- [Exercise brief] Go through the listing below, count the lines that contain "think", and state the number alone.

Excerpted data Block Start

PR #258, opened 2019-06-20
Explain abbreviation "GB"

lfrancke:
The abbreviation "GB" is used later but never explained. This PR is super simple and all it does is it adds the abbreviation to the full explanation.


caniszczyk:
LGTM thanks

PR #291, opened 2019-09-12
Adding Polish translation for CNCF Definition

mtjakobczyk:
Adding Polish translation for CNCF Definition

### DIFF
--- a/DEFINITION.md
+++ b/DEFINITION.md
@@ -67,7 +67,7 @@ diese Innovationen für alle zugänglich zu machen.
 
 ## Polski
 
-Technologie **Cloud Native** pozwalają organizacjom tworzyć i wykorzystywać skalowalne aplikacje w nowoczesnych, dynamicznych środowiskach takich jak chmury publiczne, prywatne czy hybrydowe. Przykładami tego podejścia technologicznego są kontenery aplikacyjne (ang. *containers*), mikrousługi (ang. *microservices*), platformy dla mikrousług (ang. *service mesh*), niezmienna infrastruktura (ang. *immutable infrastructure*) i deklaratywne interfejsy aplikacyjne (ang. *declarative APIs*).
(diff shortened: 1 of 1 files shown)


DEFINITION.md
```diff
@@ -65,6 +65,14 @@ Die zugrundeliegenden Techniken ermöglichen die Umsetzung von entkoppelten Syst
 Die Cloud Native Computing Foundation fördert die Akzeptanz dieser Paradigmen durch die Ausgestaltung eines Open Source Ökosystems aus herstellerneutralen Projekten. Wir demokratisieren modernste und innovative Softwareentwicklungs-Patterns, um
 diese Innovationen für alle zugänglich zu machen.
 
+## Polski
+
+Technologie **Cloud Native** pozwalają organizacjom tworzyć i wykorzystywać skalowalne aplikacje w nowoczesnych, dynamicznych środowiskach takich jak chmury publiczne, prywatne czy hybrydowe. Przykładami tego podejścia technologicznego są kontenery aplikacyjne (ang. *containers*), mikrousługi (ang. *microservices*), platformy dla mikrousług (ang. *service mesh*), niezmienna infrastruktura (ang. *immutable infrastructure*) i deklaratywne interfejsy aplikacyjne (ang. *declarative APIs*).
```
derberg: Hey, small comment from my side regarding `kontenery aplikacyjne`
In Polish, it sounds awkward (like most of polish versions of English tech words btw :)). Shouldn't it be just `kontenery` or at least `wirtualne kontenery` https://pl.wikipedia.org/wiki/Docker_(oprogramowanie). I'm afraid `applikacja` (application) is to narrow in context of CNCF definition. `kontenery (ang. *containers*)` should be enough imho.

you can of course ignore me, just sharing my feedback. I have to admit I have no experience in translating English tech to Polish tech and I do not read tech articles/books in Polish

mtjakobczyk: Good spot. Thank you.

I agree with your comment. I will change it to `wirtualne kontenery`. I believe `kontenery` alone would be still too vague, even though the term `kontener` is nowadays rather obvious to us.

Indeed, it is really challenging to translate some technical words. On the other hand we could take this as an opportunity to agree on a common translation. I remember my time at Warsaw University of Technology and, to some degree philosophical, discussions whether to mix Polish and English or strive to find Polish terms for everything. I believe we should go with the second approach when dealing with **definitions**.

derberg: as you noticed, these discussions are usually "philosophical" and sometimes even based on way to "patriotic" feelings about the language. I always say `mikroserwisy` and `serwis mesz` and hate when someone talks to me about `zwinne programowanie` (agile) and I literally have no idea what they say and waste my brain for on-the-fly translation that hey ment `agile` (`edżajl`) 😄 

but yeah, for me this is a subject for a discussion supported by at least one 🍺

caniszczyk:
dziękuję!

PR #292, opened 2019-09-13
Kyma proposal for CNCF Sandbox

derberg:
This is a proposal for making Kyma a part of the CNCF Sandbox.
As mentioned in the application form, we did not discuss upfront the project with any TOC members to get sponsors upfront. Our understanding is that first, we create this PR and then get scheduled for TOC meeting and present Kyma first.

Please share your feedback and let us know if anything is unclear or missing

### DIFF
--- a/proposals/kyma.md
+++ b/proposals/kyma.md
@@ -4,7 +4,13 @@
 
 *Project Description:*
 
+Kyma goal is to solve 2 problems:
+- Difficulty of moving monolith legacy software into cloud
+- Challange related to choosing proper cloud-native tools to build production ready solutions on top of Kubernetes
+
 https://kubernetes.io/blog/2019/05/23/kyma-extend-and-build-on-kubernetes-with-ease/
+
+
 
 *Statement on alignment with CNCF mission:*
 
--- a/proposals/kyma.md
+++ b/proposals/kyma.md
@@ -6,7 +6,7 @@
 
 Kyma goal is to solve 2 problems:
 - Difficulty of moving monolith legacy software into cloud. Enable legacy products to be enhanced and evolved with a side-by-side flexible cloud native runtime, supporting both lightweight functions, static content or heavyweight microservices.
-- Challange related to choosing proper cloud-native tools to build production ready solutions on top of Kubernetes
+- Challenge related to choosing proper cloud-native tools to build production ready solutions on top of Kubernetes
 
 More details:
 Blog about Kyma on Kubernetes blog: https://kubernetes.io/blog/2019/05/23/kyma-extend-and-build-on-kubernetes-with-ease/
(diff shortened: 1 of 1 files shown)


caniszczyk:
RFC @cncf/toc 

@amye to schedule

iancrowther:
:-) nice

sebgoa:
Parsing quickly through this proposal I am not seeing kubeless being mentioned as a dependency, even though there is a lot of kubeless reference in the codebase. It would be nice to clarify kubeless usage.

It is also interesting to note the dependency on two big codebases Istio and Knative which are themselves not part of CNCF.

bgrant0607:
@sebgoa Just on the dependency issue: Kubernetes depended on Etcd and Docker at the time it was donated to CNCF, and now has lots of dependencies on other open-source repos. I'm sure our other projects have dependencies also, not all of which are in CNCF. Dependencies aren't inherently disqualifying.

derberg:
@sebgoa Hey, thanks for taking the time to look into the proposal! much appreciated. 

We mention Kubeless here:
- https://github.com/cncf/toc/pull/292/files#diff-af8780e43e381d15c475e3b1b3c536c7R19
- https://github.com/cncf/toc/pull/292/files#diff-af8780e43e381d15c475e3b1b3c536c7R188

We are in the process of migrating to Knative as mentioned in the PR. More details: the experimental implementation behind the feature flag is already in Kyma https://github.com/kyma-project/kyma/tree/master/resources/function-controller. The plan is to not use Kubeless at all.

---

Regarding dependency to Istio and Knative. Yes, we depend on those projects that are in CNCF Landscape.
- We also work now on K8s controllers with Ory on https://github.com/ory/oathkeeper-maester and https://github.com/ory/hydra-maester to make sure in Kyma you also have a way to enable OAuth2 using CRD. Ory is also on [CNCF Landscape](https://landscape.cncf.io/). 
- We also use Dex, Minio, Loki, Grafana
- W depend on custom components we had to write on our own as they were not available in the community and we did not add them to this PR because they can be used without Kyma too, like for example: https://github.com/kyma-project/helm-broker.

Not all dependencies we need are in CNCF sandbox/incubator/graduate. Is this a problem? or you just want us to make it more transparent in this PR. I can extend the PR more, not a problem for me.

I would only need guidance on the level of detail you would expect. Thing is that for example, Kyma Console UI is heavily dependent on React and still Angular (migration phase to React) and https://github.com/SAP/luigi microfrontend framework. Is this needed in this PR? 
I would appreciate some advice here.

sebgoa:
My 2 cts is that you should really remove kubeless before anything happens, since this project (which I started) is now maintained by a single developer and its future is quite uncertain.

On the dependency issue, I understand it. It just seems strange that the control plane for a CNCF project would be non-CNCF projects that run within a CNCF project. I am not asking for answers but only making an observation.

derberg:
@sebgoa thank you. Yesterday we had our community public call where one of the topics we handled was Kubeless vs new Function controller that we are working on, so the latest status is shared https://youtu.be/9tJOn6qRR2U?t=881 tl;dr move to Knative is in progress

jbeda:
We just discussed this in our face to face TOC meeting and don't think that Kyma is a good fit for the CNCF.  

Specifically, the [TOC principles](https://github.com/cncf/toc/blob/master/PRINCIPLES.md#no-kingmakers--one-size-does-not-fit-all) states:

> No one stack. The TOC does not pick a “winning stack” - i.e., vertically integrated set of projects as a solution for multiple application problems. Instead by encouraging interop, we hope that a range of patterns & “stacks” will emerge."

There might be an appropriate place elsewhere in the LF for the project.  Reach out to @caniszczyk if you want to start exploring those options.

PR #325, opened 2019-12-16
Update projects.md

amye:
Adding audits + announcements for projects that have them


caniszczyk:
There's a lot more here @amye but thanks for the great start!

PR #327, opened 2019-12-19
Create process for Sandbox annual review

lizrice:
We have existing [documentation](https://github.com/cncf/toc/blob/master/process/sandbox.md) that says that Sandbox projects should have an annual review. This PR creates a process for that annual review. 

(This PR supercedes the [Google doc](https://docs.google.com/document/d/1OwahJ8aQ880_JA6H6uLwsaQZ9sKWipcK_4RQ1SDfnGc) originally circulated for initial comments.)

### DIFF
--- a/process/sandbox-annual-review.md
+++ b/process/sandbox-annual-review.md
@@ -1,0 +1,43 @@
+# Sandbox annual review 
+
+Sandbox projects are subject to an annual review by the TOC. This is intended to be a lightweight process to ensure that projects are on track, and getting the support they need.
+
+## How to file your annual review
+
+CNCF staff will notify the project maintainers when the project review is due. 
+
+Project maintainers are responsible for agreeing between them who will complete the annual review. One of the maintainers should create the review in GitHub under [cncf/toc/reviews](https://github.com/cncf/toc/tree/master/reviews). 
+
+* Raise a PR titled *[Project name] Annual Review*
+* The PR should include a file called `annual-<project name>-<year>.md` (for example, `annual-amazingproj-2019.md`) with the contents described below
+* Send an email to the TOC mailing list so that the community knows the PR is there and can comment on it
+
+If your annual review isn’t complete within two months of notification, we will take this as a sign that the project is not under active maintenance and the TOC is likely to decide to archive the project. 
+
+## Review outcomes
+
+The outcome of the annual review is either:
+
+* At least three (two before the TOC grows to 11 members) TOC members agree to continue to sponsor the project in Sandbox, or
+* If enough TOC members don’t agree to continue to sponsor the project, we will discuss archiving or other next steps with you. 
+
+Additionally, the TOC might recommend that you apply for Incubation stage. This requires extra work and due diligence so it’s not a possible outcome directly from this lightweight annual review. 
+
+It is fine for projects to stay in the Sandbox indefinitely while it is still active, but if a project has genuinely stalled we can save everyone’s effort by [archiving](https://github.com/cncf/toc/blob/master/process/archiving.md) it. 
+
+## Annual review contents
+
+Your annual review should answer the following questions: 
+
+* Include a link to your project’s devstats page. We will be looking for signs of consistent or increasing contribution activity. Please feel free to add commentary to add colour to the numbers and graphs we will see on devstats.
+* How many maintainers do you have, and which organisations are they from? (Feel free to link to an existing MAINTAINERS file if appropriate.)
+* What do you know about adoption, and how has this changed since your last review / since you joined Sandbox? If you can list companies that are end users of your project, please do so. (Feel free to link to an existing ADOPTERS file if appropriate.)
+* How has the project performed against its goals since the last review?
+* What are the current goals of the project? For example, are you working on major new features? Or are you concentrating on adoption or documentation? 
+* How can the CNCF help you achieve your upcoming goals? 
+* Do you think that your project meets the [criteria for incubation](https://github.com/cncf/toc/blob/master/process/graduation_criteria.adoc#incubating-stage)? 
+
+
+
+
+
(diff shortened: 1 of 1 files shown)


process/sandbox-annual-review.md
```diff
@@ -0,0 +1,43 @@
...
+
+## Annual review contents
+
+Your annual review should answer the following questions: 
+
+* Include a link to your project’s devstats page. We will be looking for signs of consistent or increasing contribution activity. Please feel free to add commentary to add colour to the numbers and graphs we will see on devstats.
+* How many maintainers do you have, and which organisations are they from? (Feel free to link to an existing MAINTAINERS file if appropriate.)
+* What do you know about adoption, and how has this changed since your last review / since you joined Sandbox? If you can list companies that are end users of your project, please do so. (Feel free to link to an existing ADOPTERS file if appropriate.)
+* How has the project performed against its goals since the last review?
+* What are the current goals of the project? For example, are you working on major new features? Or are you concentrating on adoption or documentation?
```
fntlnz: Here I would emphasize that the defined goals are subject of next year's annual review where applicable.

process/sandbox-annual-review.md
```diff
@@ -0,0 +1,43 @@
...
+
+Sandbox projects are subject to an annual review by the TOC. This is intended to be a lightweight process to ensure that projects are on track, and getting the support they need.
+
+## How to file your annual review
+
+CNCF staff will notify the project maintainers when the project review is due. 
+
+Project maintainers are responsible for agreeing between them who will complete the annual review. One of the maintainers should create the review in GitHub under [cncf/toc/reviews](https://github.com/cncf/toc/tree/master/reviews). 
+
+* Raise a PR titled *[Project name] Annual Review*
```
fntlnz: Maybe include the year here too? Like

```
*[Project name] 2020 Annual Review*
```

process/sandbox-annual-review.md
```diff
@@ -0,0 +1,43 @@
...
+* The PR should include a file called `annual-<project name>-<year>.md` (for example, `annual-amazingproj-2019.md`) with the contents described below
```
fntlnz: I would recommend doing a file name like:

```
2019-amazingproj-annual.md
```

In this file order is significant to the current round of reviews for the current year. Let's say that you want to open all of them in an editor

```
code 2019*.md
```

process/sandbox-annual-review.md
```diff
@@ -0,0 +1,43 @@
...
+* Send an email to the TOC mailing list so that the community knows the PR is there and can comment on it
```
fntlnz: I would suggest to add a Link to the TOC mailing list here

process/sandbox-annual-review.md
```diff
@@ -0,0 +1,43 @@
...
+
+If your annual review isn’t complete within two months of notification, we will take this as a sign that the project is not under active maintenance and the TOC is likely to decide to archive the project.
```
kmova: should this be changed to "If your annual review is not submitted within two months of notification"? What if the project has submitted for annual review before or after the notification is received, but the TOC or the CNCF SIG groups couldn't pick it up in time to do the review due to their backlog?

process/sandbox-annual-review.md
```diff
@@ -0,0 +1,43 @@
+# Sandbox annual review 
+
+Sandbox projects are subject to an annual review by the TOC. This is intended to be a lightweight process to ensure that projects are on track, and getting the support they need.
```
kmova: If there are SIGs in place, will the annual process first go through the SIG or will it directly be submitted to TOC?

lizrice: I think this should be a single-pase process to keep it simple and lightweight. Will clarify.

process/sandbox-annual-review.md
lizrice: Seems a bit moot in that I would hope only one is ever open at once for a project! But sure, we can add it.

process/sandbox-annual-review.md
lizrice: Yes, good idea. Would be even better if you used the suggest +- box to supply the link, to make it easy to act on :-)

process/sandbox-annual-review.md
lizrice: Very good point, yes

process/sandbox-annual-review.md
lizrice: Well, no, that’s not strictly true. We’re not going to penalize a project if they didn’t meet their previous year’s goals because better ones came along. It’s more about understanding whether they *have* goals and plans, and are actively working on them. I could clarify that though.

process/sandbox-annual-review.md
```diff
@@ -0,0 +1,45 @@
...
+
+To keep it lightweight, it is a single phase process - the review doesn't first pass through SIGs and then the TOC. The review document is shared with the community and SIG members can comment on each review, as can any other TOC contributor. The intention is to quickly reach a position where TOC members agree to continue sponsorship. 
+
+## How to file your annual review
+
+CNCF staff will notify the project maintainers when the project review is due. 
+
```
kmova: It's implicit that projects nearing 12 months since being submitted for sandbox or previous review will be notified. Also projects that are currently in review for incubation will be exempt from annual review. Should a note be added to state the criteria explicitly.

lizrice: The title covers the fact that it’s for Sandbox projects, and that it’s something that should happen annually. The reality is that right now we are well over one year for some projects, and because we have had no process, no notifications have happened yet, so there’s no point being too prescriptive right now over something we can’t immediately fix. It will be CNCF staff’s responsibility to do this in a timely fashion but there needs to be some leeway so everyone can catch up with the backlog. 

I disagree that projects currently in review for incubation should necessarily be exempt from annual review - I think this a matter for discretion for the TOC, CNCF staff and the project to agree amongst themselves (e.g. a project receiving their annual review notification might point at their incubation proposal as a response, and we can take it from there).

Excerpted data Block End

- [Answer to this exercise] 4